Your assignment: Write only the number of lines below in which "https" occurs.
Source data START
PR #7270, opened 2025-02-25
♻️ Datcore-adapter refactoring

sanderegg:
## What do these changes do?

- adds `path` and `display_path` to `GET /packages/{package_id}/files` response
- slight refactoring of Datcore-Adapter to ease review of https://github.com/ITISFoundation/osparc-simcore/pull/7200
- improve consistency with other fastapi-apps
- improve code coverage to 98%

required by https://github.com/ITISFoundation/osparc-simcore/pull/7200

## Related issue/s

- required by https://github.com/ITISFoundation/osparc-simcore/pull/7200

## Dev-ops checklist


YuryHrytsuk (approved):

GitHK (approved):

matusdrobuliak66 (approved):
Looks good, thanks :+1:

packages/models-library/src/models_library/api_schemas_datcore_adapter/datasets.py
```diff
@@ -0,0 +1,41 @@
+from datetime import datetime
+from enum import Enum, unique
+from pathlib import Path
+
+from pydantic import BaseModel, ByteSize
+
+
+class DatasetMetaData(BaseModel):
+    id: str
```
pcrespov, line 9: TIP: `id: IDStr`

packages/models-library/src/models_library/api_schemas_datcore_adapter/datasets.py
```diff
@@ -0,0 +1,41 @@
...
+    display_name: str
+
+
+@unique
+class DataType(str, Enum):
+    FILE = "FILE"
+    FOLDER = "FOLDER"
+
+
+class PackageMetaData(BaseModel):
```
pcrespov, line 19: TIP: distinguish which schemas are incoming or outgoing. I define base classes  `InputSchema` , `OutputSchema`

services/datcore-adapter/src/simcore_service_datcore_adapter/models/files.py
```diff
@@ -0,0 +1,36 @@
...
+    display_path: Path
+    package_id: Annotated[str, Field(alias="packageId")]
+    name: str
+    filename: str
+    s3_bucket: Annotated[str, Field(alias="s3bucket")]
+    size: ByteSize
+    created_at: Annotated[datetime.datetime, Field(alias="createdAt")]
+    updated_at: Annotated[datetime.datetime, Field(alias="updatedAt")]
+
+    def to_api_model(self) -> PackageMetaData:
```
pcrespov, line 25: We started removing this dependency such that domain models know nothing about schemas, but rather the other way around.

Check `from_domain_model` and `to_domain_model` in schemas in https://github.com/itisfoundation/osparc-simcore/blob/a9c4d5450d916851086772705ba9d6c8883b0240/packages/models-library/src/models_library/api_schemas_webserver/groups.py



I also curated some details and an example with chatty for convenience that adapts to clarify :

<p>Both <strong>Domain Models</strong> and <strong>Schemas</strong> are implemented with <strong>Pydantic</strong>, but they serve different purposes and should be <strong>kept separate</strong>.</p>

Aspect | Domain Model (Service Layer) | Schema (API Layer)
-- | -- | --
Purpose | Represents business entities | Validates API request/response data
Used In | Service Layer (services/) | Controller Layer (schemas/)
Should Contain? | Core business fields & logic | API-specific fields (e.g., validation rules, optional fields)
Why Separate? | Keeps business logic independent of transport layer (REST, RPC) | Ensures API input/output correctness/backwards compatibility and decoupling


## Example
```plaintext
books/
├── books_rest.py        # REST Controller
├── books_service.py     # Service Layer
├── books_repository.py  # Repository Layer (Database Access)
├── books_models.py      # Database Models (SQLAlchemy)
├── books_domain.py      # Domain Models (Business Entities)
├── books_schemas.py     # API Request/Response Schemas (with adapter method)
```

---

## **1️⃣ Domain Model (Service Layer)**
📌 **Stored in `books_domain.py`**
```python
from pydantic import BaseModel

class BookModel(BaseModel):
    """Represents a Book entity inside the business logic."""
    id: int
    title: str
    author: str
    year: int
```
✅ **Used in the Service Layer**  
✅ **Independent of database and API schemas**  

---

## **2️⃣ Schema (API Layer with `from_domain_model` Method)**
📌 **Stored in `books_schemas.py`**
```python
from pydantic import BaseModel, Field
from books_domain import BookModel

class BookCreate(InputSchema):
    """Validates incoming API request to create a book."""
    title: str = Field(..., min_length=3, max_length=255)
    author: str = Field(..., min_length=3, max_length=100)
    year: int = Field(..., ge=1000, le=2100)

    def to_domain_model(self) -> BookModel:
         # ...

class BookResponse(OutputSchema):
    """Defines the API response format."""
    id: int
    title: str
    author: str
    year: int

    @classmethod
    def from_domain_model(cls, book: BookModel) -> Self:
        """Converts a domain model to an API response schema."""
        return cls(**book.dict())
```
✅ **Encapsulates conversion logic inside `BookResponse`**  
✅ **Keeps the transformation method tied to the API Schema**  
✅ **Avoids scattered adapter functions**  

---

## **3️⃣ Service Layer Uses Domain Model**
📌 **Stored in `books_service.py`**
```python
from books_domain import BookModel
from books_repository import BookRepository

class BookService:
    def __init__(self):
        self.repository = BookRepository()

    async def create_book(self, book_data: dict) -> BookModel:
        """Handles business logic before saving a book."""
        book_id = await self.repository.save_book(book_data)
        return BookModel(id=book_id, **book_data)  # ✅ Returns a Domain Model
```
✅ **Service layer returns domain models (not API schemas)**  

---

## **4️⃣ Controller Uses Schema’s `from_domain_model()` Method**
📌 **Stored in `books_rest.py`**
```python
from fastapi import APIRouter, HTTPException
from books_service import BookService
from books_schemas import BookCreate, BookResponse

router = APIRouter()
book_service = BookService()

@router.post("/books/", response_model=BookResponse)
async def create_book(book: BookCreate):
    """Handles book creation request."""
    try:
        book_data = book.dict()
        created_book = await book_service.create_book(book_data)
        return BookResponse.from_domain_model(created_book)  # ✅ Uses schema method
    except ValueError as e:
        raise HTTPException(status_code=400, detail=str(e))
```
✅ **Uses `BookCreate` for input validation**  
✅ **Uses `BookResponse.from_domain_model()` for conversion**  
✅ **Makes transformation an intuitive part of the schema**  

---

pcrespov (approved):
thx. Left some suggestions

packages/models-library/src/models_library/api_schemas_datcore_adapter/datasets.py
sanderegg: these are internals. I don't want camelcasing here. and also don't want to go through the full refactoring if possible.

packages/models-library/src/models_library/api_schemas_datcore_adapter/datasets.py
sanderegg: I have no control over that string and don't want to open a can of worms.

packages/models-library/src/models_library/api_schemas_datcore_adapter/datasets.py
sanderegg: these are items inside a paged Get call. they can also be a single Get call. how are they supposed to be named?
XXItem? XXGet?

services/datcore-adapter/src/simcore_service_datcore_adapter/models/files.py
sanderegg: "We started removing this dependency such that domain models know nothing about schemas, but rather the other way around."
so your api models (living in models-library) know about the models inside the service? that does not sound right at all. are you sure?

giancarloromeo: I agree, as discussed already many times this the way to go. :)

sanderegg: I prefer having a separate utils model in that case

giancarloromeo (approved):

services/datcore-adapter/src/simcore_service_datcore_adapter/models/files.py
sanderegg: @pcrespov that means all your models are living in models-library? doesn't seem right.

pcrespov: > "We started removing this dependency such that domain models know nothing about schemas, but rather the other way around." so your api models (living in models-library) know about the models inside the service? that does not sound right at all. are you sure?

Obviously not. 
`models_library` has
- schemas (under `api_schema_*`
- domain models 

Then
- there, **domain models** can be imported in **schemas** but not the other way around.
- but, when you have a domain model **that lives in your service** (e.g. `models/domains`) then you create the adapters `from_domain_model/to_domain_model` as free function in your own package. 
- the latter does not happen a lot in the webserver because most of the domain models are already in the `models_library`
Source data END
Task answer: 4